What is being asked ::
Give again, word for word, each line below starting at the one that contains "PR #202, opened 2024-01-16" and ending at the one that contains "2) Additionally add".
________________
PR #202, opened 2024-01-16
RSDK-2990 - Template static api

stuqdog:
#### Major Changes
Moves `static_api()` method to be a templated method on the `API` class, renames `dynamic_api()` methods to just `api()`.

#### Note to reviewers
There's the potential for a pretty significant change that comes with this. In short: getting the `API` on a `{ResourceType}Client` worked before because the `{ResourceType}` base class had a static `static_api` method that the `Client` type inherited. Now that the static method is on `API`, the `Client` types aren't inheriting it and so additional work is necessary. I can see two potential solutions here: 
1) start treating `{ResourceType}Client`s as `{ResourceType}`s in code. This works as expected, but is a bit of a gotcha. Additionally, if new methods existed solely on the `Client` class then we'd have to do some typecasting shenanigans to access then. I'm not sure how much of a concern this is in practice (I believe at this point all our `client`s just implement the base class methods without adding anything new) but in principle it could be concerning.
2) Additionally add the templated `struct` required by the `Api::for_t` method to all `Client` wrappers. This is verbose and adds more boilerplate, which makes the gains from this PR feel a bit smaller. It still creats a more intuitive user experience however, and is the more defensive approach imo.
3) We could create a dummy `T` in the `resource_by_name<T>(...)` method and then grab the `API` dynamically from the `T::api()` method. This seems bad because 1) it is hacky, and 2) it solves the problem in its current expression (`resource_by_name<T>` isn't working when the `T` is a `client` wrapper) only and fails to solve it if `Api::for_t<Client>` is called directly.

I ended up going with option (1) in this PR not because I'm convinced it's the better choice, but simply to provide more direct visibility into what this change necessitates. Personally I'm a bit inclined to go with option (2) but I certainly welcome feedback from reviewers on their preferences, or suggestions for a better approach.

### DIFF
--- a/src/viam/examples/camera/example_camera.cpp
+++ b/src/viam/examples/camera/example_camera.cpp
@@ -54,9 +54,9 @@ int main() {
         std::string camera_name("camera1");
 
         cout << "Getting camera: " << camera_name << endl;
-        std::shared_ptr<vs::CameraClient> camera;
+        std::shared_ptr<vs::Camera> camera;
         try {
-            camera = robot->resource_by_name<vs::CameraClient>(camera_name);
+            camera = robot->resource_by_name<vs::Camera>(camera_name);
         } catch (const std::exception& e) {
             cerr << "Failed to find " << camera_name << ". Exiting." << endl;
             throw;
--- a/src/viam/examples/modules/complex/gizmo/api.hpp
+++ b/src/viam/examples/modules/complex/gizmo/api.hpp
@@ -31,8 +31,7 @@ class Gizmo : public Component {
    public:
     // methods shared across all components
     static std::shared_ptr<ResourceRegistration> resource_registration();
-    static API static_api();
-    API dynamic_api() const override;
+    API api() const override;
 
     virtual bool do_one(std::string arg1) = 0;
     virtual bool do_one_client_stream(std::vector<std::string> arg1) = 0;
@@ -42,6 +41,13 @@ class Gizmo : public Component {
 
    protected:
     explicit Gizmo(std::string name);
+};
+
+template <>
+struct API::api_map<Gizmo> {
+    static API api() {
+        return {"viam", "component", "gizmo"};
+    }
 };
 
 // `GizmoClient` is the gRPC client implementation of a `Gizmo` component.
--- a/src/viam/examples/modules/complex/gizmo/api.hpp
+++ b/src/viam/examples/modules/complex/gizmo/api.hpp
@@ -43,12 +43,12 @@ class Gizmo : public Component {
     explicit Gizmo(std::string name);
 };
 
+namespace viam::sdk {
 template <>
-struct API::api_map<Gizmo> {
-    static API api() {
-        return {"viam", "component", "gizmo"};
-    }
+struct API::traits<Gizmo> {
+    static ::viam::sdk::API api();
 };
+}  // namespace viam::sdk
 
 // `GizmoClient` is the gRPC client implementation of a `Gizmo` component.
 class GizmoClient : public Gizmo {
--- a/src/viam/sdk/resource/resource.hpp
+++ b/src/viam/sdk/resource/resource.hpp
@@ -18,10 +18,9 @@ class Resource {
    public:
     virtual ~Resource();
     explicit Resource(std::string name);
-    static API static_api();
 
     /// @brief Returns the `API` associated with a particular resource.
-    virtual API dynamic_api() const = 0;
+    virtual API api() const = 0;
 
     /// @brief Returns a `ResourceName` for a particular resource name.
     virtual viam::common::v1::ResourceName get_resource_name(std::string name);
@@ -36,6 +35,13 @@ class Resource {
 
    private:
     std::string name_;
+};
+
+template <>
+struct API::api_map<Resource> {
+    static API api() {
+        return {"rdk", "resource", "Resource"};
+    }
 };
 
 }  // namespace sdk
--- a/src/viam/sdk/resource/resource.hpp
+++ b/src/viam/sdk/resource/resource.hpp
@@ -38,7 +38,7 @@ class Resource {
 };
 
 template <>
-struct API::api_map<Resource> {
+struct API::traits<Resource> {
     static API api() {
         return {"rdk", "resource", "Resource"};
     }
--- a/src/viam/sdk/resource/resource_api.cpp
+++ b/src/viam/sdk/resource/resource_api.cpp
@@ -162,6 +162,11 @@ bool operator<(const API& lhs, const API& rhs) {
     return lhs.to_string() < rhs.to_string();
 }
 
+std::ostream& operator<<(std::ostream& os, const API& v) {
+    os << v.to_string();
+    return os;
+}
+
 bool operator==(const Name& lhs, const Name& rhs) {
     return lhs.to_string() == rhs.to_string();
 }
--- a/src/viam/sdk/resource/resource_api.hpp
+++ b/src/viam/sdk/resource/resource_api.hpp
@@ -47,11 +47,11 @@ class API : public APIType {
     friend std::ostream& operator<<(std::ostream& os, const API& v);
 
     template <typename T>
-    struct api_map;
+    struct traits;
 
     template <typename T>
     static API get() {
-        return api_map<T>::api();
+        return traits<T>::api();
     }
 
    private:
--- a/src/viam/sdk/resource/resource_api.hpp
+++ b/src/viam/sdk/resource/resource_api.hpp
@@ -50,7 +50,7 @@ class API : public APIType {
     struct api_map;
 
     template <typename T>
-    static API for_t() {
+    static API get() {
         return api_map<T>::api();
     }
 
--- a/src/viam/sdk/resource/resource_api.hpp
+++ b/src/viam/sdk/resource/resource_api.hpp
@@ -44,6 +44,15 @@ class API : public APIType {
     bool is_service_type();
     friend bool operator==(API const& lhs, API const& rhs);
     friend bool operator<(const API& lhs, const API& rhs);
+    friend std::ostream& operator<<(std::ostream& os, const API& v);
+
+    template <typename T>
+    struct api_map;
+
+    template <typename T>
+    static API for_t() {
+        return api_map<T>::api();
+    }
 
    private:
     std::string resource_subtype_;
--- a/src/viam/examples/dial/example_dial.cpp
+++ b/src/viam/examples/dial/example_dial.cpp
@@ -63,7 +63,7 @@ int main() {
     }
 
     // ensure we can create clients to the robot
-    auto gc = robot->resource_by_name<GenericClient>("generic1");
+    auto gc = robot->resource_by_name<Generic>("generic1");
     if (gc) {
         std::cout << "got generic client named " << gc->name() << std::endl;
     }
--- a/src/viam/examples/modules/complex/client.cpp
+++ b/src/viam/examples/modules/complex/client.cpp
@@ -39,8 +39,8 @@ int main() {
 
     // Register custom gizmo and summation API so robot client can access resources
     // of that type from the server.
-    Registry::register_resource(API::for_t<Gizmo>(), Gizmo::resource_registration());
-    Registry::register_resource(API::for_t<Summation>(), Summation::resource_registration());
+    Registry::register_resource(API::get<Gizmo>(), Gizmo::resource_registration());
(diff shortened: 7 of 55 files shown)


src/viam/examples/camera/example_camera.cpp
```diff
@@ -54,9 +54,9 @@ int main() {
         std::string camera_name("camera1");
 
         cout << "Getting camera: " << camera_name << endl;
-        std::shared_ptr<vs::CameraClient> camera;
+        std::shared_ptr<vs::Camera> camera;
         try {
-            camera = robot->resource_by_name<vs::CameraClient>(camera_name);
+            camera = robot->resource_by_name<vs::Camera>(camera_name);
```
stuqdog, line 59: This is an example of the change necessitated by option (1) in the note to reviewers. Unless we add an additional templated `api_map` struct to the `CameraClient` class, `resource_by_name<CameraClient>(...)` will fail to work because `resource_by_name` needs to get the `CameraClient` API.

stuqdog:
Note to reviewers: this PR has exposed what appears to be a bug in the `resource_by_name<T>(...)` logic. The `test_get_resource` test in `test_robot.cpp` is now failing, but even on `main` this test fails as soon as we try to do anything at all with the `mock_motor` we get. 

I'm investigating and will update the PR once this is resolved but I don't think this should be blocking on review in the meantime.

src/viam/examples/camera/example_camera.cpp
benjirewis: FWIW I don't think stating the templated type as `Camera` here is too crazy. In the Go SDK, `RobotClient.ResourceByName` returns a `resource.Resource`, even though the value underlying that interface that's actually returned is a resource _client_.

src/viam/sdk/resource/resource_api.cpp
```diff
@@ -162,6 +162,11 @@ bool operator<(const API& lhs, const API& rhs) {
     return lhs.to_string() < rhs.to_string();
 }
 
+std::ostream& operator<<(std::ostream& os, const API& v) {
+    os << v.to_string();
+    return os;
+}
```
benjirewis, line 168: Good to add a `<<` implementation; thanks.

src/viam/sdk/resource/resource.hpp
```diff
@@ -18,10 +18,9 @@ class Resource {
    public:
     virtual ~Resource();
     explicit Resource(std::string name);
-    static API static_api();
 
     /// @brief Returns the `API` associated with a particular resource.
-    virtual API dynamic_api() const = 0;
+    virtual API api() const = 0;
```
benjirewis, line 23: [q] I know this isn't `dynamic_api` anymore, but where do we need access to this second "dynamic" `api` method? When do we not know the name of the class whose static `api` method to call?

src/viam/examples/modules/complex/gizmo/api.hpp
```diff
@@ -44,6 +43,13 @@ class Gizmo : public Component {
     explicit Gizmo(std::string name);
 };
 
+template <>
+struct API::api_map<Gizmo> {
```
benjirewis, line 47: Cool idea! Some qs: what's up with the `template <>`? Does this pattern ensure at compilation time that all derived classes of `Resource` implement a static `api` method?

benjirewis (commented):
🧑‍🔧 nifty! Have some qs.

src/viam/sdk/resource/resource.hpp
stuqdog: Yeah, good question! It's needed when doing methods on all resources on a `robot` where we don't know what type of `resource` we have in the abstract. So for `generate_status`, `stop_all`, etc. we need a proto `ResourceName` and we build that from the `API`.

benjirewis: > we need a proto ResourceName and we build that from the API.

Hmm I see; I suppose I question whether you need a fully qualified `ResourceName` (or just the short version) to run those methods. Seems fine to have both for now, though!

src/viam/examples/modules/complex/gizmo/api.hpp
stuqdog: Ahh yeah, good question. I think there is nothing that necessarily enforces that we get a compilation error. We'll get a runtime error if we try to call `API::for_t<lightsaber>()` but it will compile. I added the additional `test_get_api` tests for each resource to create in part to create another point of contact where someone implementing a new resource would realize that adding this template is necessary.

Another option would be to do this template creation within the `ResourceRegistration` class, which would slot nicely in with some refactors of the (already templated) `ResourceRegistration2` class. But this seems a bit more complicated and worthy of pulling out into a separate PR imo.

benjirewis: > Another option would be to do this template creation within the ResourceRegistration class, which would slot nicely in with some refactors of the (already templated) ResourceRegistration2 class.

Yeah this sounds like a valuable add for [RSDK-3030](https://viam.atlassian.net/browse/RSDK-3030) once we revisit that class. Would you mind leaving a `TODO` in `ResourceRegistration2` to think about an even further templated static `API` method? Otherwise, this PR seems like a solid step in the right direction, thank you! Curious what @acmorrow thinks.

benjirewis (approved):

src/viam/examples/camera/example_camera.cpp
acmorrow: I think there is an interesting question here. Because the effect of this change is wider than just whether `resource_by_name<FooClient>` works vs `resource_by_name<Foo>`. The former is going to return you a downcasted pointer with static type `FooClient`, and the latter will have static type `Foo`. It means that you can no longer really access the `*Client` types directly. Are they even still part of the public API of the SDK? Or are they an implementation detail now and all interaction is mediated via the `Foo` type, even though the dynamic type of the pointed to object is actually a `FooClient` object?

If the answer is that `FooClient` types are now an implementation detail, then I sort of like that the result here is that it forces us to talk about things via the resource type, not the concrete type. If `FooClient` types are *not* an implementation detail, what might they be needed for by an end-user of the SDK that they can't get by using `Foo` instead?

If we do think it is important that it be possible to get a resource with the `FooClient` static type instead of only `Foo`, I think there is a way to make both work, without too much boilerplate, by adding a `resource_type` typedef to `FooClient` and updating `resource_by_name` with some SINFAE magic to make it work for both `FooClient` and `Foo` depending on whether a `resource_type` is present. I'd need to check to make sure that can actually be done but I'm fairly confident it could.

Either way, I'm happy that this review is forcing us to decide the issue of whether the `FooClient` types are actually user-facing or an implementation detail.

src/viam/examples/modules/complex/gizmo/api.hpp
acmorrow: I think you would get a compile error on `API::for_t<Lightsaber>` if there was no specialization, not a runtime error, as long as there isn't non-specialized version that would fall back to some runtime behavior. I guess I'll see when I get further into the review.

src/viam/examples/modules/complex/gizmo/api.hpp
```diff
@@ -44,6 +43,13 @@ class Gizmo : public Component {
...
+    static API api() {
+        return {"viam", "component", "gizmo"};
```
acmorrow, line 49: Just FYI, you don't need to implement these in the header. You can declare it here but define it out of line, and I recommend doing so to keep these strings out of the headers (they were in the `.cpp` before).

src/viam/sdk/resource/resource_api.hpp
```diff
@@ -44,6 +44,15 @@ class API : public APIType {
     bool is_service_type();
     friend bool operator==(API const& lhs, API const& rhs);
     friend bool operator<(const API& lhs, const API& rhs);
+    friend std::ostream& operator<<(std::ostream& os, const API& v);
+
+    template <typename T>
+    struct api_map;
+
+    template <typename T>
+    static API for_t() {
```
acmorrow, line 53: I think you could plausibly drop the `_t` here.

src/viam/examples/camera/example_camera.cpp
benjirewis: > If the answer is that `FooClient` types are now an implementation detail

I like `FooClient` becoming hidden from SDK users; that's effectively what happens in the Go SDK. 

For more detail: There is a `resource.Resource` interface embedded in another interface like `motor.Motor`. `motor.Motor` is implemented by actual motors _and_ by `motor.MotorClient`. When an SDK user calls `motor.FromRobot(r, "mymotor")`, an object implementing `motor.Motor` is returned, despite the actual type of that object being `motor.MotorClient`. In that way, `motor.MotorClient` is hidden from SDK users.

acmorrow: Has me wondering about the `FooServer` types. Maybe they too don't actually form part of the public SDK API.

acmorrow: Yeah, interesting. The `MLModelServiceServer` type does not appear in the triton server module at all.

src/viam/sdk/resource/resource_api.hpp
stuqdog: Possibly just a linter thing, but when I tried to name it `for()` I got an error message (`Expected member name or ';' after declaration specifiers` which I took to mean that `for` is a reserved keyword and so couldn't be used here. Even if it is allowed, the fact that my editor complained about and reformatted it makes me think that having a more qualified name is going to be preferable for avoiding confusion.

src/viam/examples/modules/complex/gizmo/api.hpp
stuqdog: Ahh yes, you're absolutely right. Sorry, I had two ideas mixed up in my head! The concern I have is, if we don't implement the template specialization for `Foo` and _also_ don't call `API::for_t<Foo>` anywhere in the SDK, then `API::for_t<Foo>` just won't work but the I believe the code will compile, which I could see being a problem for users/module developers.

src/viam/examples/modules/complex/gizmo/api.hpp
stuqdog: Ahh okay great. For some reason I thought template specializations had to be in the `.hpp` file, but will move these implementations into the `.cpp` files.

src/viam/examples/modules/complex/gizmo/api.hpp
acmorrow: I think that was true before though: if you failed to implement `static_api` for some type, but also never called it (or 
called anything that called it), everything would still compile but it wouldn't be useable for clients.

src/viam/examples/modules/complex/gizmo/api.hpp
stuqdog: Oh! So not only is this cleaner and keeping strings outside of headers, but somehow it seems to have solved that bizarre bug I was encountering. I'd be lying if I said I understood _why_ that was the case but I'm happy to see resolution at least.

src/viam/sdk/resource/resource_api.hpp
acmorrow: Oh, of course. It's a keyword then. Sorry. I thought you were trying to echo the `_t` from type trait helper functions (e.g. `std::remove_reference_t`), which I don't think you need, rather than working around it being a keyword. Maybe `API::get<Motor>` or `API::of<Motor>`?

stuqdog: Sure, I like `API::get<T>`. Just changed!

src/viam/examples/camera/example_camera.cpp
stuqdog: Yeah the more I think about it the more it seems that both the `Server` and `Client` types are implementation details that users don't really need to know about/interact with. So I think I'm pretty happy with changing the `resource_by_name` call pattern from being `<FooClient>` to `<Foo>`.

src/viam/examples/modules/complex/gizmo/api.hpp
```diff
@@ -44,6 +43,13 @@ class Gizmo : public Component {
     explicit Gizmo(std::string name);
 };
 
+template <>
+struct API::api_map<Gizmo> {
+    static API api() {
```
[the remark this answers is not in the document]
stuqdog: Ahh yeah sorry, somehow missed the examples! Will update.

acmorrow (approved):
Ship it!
________________
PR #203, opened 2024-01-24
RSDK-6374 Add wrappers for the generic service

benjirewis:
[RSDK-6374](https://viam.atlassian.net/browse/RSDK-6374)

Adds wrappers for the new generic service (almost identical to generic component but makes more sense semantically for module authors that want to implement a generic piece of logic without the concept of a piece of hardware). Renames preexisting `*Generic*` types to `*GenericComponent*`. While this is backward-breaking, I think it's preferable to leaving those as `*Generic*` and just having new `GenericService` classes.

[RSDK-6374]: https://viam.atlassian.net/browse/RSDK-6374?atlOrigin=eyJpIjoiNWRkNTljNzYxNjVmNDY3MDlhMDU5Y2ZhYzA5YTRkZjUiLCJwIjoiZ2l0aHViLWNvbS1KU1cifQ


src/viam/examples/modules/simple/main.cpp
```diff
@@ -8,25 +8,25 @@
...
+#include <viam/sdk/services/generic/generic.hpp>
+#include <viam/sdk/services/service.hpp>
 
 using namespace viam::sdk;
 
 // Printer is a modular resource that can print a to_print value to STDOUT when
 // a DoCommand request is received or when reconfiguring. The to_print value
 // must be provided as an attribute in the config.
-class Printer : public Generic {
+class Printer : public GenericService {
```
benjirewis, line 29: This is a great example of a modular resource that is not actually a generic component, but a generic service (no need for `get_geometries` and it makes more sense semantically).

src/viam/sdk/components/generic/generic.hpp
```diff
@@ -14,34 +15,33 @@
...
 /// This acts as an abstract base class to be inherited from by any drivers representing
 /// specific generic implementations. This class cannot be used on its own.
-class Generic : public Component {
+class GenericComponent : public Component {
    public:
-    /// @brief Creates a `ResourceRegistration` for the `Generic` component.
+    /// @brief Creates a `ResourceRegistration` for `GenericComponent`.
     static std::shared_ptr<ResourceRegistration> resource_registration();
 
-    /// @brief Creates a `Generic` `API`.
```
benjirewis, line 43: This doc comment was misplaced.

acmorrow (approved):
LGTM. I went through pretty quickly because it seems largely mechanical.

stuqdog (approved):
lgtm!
________________
Task result ::
PR #202, opened 2024-01-16
RSDK-2990 - Template static api

stuqdog:
#### Major Changes
Moves `static_api()` method to be a templated method on the `API` class, renames `dynamic_api()` methods to just `api()`.

#### Note to reviewers
There's the potential for a pretty significant change that comes with this. In short: getting the `API` on a `{ResourceType}Client` worked before because the `{ResourceType}` base class had a static `static_api` method that the `Client` type inherited. Now that the static method is on `API`, the `Client` types aren't inheriting it and so additional work is necessary. I can see two potential solutions here: 
1) start treating `{ResourceType}Client`s as `{ResourceType}`s in code. This works as expected, but is a bit of a gotcha. Additionally, if new methods existed solely on the `Client` class then we'd have to do some typecasting shenanigans to access then. I'm not sure how much of a concern this is in practice (I believe at this point all our `client`s just implement the base class methods without adding anything new) but in principle it could be concerning.
2) Additionally add the templated `struct` required by the `Api::for_t` method to all `Client` wrappers. This is verbose and adds more boilerplate, which makes the gains from this PR feel a bit smaller. It still creats a more intuitive user experience however, and is the more defensive approach imo.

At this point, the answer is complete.